▸ Task
Every line of the data that contains the string "ness" must be copied.

▸ Data listing
PR #2293, opened 2026-09-14
Do not log authentication attribute values in SecurityFilter

sdelamo:
`SecurityFilter` logged every authentication attribute value at `DEBUG`. With the OAuth 2.0 module the attributes include the access, refresh and ID tokens, so enabling debug logging on the filter wrote bearer tokens to
the logs.

At `DEBUG` only the attribute keys are now logged. Values are still available at TRACE, but the values of the `accessToken`, `refreshToken` and `openIdToken` attributes, and of any attribute whose key ends in "token",
are redacted.

### Finding

**Problem.** `LOG.debug("Attributes: {}", ...) `prints every attribute value; with OAuth2 that includes access, refresh and ID tokens.

**Impact.** Enabling debug logging on the filter to troubleshoot writes bearer tokens to logs.


security/src/main/java/io/micronaut/security/authentication/AuthenticationUtils.java
```diff
@@ -0,0 +1,100 @@
...
+import java.util.Locale;
+import java.util.stream.Collectors;
+
+/**
+ * Utility methods for {@link Authentication}.
+ *
+ * @since 5.4.0
+ */
+@Internal
+public final class AuthenticationUtils {
```
graemerocher: seems like the methods of this class should go into https://github.com/micronaut-projects/micronaut-security/blob/5.4.x/security/src/main/java/io/micronaut/security/utils/LoggingUtils.java since this adds a whole new generically named type with limited scope which may be confusing

graemerocher (changes requested):

graemerocher (approved):

security/src/main/java/io/micronaut/security/authentication/AuthenticationUtils.java
sdelamo: resolved via https://github.com/micronaut-projects/micronaut-security/pull/2293/commits/add971275b2965ab7e016a306ffeb83200b371f2

PR #2295, opened 2026-09-14
Handle null attribute values in introspection responses

sdelamo:
`Authentication.build` accepts arbitrary attribute maps and, for example, the
OAuth2 authentication mapper can store a `refreshToken` attribute with a null
value. `DefaultIntrospectionProcessor` resolved attributes with
`containsKey(k) ? attributes.get(k).toString() : `..., so an attribute that was
present but null threw a NullPointerException and /token_info answered 500.

Resolve every string attribute through a null-safe attributeAsString helper
that treats a null value the same as an absent key, return an empty Optional
from secondsSinceEpochOfAttribute for null exp/iat/nbf values, and omit
null-valued extensions from the response instead of serialising them.

### Finding

**Problem.** Every resolver uses `containsKey(k) ? attributes.get(k).toString() : `..., and secondsSinceEpochOfAttribute falls through to obj.toString(). Authentication.build accepts arbitrary maps.

**Impact.** An attribute present with a null value (see L41 for a real producer) throws NullPointerException from /token_info.


graemerocher:
The diagnosis is right and the `attributeAsString` helper is the correct shape for the fix — it collapses eight copies of the same `containsKey`/`toString` pattern and makes "present but null" behave identically to "absent" everywhere. A few things worth addressing before merge.

**1. There's a second bug fixed here that isn't mentioned.** In `resolveExtensions`, an attribute whose key equals `tokenConfiguration.getRolesName()` and whose value is null previously made `extensions.containsKey(rolesName)` return `true`, so the `authentication.getRoles()` fallback never ran and the response advertised `"roles": null` instead of the actual roles. Skipping null values fixes that too, which is a real (if narrow) change to the response body. Worth a line in the PR description so it lands in the release notes rather than surprising someone.

**2. `attributeAsString` should probably be `protected`.** Every sibling resolver (`resolveScope`, `resolveClientId`, `resolveSub`, …) is `protected` precisely so subclasses can override them, and `DefaultIntrospectionProcessor` is a public class built around that extension pattern. A subclass overriding `resolveIssuer` to read a differently-named claim now has to re-implement the null-safe lookup by hand. Making the helper `protected` costs nothing and keeps the extension story coherent.

**3. `!json.contains('null')` is too broad an assertion.** It passes today, but it fails for reasons unrelated to the bug the moment any attribute value contains that substring — a username like `nullable`, a scope named `annullable`, an email at a domain containing it. Asserting on the specific keys that must be absent (`!json.contains('"refreshToken"')`, `!json.contains('"scope"')`) keeps the test pinned to what it's actually verifying.

**4. Minor:** `resolveExtensions` iterates `keySet()` and then calls `getAttributes().get(k)` for each key. Now that the body needs the value anyway, `entrySet()` drops a map lookup per attribute. Pre-existing, so ignore if you'd rather keep the diff tight.

The `secondsSinceEpochOfAttribute` change reads correctly — hoisting the `get` and null-checking it is exactly equivalent to the old `containsKey` guard except for the null case, and the javadoc update matches.

---

graemerocher (approved):

PR #560, opened 2024-01-16
Update nighty Rust version in CI

madsmtm:


crates/objc2/src/rc/id_forwarding_impls.rs
```diff
@@ -21,6 +21,7 @@ use std::io;
 use super::Id;
 use crate::mutability::IsMutable;
 
+#[allow(clippy::unconditional_recursion)]
```
madsmtm, line 24: Opened https://github.com/rust-lang/rust-clippy/issues/12154.

Issue #566, opened 2024-01-20
Swift array count: expected return to have type code 'q', but found 'Q'


1tgr:
I'm exposing this Rust function to Swift:

```rust
#[no_mangle]
pub extern "C" fn time_series_eval(
    exprs: *mut NSArray<NSString>,
    error: &mut *mut NSError,
) -> *mut NSDictionary<NSString, NSArray> {
    let exprs = exprs.as_ref().unwrap().iter();
    // do something with exprs
}
```

I call it like this from the Swift side:
```swift
var error: NSError?
let result = time_series_eval(["abc"], &error)
```

But the Rust panics:
```
~/.cargo/registry/src/index.crates.io-6f17d22bba15001f/icrate-0.1.0/src/generated/Foundation/NSEnumerator.rs:6:1:
invalid message send to -[Swift.__SwiftDeferredNSArray countByEnumeratingWithState:objects:count:]: expected return to have type code 'q', but found 'Q'
```

I think this is telling me that Swift arrays and objc2's arrays don't agree on signed vs unsigned?

madsmtm:
> I think this is telling me that Swift arrays and objc2's arrays don't agree on signed vs unsigned?

Rather, Swift is lazy and uses `Int` instead of the more correct type `UInt` here; the difference doesn't really matter to them, as arrays likely won't be able to ever get that large.

I've opened https://github.com/madsmtm/objc2/pull/567 to fix this, although I'm a bit unsure what the right approach is. In the meantime the easiest fix for you is probably to do one of:
- Patch in https://github.com/madsmtm/objc2/pull/567 locally (using the `patch.crates-io` Cargo.toml key).
- Re-implement the iteration yourself using `objectAtIndex:`.
- Disable debug assertions.

madsmtm:
I went with a Cargo feature flag called `relax-sign-encoding`, you should be able to use that instead once I release `objc2 v0.5.2`

madsmtm:
Would it be possible for you to give me a code example that miscompiles if I use `-> u8` in the signature instead of `-> i8` (or vice-versa)?

And similarly for `-> usize` and `-> isize`?

madsmtm:
Hmm, I can reproduce your result, but from my testing, it doesn't seem to produce differing results if I do `int8_t foo();`? So maybe what we're seeing here is more a problem with C's implicit integer casting rules?

In any case, the thing I'm really interested in is whether you know a case where zero/sign extension happens when taking/returning register-sized types?

[...]

PR #567, opened 2024-01-21
Ignore signed-ness in encoding

madsmtm:
Fixes https://github.com/madsmtm/objc2/issues/566.

Unsure if this is the correct path forwards.

Do signed-ness ever matter ABI-wise? The Rust docs [says](https://doc.rust-lang.org/nightly/std/primitive.fn.html) on ABI of `i32` vs `u32`:

> on some targets, the calling conventions for these types differ in terms of what they guarantee for the remaining bits in the register that are not used by the value.

But is that relevant for any platforms we target? And does it matter for types like `usize`/`isize`, which won't _have_ remaining bits left in any registers?

### DIFF
--- a/crates/objc2/CHANGELOG.md
+++ b/crates/objc2/CHANGELOG.md
@@ -8,6 +8,9 @@ The format is based on [Keep a Changelog](https://keepachangelog.com/en/1.0.0/).
 
 ### Added
 * Added `Id::autorelease_ptr`.
+* Added the feature flag `"relax-sign-encoding"`, which when enabled, allows
+  using e.g. `NSInteger` in places where you would otherwise have to use
+  `NSUInteger`.
 
 ### Deprecated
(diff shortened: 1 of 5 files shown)


madsmtm:
Swift [doesn't make a distinction between `NSInteger` and `NSUInteger`](https://github.com/apple/swift/blob/24814c5e9da1552e3886bf380c53da1f10d8335a/lib/ClangImporter/MappedTypes.def#L154-L156) when importing methods, though [they do so when importing other signed/unsigned C types](https://github.com/apple/swift/blob/24814c5e9da1552e3886bf380c53da1f10d8335a/lib/ClangImporter/ClangAdapter.cpp#L338-L356), so maybe we should handle pointer-sized types specially here?

madsmtm:
I've decided to go with a feature flag `relax-sign-encoding` for now. In the future, we should probably restrict the encoding checks for `extern_methods!` in CI, and not on the user's machine

Issue #531, opened 2023-11-27
Generate KVO add/remove observer methods for NSProgress


knopp:
These methods are currently only generated for `NSSet` and `NSOrderedSet`. Would be nice to have it for other classes as well.

madsmtm:
KVO is generally ill-supported in `icrate` atm., definitely agree that more work is needed here!

Issue #501, opened 2023-09-04
Linking against private frameworks?


NyaomiDEV:
I wonder if it is inside the scope of this project to be able to link against private frameworks (specifically MediaRemote) and to use them in a mostly-type-safe way.

silvanshade:
There has been a little discussion around being able to use the [`header-translator`](https://github.com/madsmtm/objc2/tree/master/crates/header-translator) (the tool `icrate` uses to generate the Rust definitions from the Apple frameworks) for other frameworks. For example, see item 2 at https://github.com/madsmtm/objc2/issues/429.

So far there hasn't been a lot of work toward making this practical though. In principle, I believe it should be possible now, but it would require some modification to the `icrate` configuration and potentially to some parts of `header-translator`.

The situation should improve in the next few months hopefully, once there has been more progress made toward the new dependency scanning backend.

madsmtm:
At some point after https://github.com/madsmtm/objc2/issues/345 we'll probably figure out a good way for translating headers not provided via. Xcode, then you should be able to just run `header-translator` (or whatever it'll end up being named) on your header and get a Rust library that targets that.

madsmtm:
Oops, @silvanshade beat me to it, but agree with everything they said

Issue #309, opened 2022-12-23
Autogenerate documentation in `icrate`


madsmtm:
Opening this to track implementation work after https://github.com/madsmtm/objc2/pull/264.

Possibilities for having documentation in `icrate` include:
1. Links to https://developer.apple.com/
2. Grab documentation from the above and inline it
3. Convert code comments in the headers to documentation comments
4. Use [Xamarin's](https://github.com/xamarin/apple-api-docs)
5. ?

Or some combination of these.

For option 2, I did some preliminary work in https://github.com/madsmtm/objc2/issues/85#issuecomment-1236362033 (the files are available locally as well).

madsmtm:
Adding documentation for `weak` properties was done in 27ab005dbaefaafd0cacb4dc2d9682b784bd5e92, and linking to Apple's documentation was done in a8e99f6dc33fd9edcd6014aa782eb3370bd1728a.

madsmtm:
The auto-generated documentation is still pretty bad though, we need to either:
- Build a crate capable of properly parsing the semi-Sphinx syntax that Apple's headers use.
- Work to improve this parser in upstream `libclang`.

With the latter being my preference, but probably also being a lot harder.

madsmtm:
I've also added links to Apple's online documentation a lot of types, but this isn't yet done for function / methods, because it was unclear exactly how the links to those names were constructed.

But I see that Apple has recently changed what their links look like?

Sample functions to think about:
- `NSApplicationMain` -> `https://developer.apple.com/documentation/appkit/nsapplicationmain`
- `CFErrorCreate` -> `https://developer.apple.com/documentation/corefoundation/cferrorcreate(_:_:_:_:)`
- `CGContextConvertPointToUserSpace` -> `https://developer.apple.com/documentation/coregraphics/cgcontext/converttouserspace(_:)-3mtg3`
- `CGContextConvertRectToUserSpace` -> `https://developer.apple.com/documentation/coregraphics/cgcontext/converttouserspace(_:)-1hk5r`

And methods:
- `-[UIView initWithFrame:]` -> `https://developer.apple.com/documentation/uikit/uiview/init(frame:)`
- `-[UIView backgroundColor]` -> `https://developer.apple.com/documentation/uikit/uiview/backgroundcolor`

[...]

PR #574, opened 2024-02-04
Generate external categories

madsmtm:
Categories are a way for Objective-C code to add extra methods to a class. There are basically two ways we could handle these in `header-translator`:
1. Emit `extern_methods!` directly on the class (done currently).

    This breaks when the class is defined in a different library/framework than the category, because of Rust's coherence rules.
2. Create a trait, and implement that for the class (done in `uikit-sys`, and now by `extern_category!`).
  
    One problem here is that the category name is not part of the API in Objective-C, so we actually have no stable name to refer to. Relatedly, it's annoying to have to import category traits with confusing names all the time.

Both approaches have issues, so I've tried to strike a nice balance; we now emit `extern_methods!` when the category is defined in the same library/framework as the class, and `extern_category!` otherwise. This doesn't completely resolve the issues around categories not having a stable name, but it does somewhat alleviate them.

This allows us to fix https://github.com/madsmtm/objc2/issues/531, we now emit the missing key-value coding categories (and other such categories on `NSObject`). This should also help with splitting `icrate` up into multiple crates in the future, instead of it being a big monolithic one. Finally, this is required for `header-translator` to work on user-defined categories in the future (see https://github.com/madsmtm/objc2/issues/501).

CC @simlay as you've gone with the second approach in `bindgen`'s Objective-C support, wanted to hear your thoughts about this combined solution? I note that yours is currently better, since it implements the category trait for subclasses as well.

### DIFF
--- a/crates/header-translator/src/availability.rs
+++ b/crates/header-translator/src/availability.rs
@@ -139,11 +139,10 @@ impl Availability {
             _swift,
         }
     }
-}
 
-impl fmt::Display for Availability {
-    fn fmt(&self, f: &mut fmt::Formatter<'_>) -> fmt::Result {
-        match &self.deprecated {
+    pub fn is_deprecated(&self) -> bool {
+        !matches!(
+            self.deprecated,
             Versions {
                 ios: None,
                 ios_app_extension: None,
@@ -153,7 +152,15 @@ impl fmt::Display for Availability {
                 watchos: None,
                 tvos: None,
                 visionos: None,
-            } => {
+            }
+        )
+    }
+}
+
+impl fmt::Display for Availability {
+    fn fmt(&self, f: &mut fmt::Formatter<'_>) -> fmt::Result {
+        match &self.deprecated {
+            _ if !self.is_deprecated() => {
                 // Not deprecated
             }
             Versions { .. } => {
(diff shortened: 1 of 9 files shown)


simlay:
> Both approaches have issues, so I've tried to strike a nice balance; we now emit `extern_methods!` when the category is defined in the same library/framework as the class, and `extern_category!` otherwise. This doesn't completely resolve the issues around categories not having a stable name, but it does somewhat alleviate them.

Yeah, I think this is a reasonable trade off. I think the negative to this approach is that debugging/understanding is harder. There's two possible ways a function is added to a rust-side class - importing the trait that the category implements (a class has a category from a different library/framework) vs not.

The ergonomics of including a bunch of traits just for a few specific functions was pretty rough.

Semirelated, I wish there was a good way to do source maps/links to apple docs for things.

madsmtm:
> > Both approaches have issues, so I've tried to strike a nice balance; we now emit `extern_methods!` when the category is defined in the same library/framework as the class, and `extern_category!` otherwise. This doesn't completely resolve the issues around categories not having a stable name, but it does somewhat alleviate them.
> 
> Yeah, I think this is a reasonable trade off. I think the negative to this approach is that debugging/understanding is harder. There's two possible ways a function is added to a rust-side class - importing the trait that the category implements (a class has a category from a different library/framework) vs not.

Thanks for the feedback; I'll try to document it at some point, tracking in https://github.com/madsmtm/objc2/issues/576.

> Semirelated, I wish there was a good way to do source maps/links to apple docs for things.

Well, there is no _good_ way, but there probably is a way, tracking in https://github.com/madsmtm/objc2/issues/309.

▸ Expected output
Ignore signed-ness in encoding
Do signed-ness ever matter ABI-wise? The Rust docs [says](https://doc.rust-lang.org/nightly/std/primitive.fn.html) on ABI of `i32` vs `u32`:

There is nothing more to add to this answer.